-- Work item --
When you reach the line that contains "We're seeing a" in the data below, start reproducing lines exactly, and stop after the line that contains "Issue #3227, opened 2016-04-20".
╭──
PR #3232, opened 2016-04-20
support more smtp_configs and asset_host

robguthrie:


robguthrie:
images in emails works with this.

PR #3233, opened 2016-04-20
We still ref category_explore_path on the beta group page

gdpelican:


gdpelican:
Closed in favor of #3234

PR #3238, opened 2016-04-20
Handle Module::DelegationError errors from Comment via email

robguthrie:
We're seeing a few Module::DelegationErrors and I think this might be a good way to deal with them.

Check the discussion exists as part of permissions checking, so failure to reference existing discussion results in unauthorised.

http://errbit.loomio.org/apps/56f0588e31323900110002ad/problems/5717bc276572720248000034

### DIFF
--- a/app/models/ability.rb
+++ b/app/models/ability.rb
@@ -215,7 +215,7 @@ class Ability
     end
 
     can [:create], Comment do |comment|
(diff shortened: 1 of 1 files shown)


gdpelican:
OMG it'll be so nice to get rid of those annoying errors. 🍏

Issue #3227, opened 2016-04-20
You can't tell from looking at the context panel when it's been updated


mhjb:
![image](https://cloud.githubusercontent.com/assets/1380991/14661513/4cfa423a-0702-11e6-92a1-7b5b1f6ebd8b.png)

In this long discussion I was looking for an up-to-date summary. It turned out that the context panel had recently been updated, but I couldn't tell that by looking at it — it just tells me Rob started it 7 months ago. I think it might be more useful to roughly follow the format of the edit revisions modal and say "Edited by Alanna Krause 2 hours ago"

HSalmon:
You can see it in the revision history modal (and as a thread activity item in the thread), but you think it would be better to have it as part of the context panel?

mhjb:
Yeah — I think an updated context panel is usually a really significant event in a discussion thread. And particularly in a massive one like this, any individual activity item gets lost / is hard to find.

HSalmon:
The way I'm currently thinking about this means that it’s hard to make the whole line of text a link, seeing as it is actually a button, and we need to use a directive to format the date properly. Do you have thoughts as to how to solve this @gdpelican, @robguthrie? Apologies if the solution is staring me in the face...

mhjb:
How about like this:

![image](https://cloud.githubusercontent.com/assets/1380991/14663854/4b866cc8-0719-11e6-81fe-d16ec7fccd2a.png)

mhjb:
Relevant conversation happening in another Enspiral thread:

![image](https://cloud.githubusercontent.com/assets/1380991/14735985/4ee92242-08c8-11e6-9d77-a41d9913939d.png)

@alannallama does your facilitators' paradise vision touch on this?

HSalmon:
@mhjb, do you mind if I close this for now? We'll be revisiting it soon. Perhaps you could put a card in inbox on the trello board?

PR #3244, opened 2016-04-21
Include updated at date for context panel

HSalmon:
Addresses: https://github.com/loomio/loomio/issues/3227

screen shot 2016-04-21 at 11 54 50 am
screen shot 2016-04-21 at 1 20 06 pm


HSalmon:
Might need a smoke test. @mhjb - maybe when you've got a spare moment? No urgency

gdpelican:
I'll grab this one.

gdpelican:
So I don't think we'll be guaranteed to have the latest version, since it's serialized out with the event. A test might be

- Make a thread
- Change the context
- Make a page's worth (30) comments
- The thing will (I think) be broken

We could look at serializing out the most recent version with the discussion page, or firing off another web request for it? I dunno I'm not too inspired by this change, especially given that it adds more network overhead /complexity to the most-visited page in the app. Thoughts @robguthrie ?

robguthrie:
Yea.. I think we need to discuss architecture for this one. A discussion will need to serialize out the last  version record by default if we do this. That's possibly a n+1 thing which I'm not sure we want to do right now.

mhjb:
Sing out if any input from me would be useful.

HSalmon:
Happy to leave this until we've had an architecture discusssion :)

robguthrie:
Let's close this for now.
╰──
╭──
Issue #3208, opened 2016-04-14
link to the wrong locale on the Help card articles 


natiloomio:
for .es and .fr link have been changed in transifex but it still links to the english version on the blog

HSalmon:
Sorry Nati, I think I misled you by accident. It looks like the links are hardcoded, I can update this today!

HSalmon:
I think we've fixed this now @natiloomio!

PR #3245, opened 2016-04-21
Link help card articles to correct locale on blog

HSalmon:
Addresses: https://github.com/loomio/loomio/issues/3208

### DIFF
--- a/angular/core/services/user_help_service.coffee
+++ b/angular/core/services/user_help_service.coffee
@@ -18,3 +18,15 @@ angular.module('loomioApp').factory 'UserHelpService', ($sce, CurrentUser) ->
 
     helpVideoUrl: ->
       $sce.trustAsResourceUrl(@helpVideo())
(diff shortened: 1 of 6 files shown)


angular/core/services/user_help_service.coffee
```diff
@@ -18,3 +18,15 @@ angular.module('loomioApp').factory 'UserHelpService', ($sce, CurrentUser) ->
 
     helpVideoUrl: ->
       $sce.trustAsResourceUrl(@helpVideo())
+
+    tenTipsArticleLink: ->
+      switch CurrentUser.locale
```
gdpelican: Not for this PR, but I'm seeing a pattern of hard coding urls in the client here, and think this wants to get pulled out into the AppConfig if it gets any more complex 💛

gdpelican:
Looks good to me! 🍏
╰──
-- Answer to this task --
We're seeing a few Module::DelegationErrors and I think this might be a good way to deal with them.

Check the discussion exists as part of permissions checking, so failure to reference existing discussion results in unauthorised.

http://errbit.loomio.org/apps/56f0588e31323900110002ad/problems/5717bc276572720248000034

### DIFF
--- a/app/models/ability.rb
+++ b/app/models/ability.rb
@@ -215,7 +215,7 @@ class Ability
     end
 
     can [:create], Comment do |comment|
(diff shortened: 1 of 1 files shown)


gdpelican:
OMG it'll be so nice to get rid of those annoying errors. 🍏

Issue #3227, opened 2016-04-20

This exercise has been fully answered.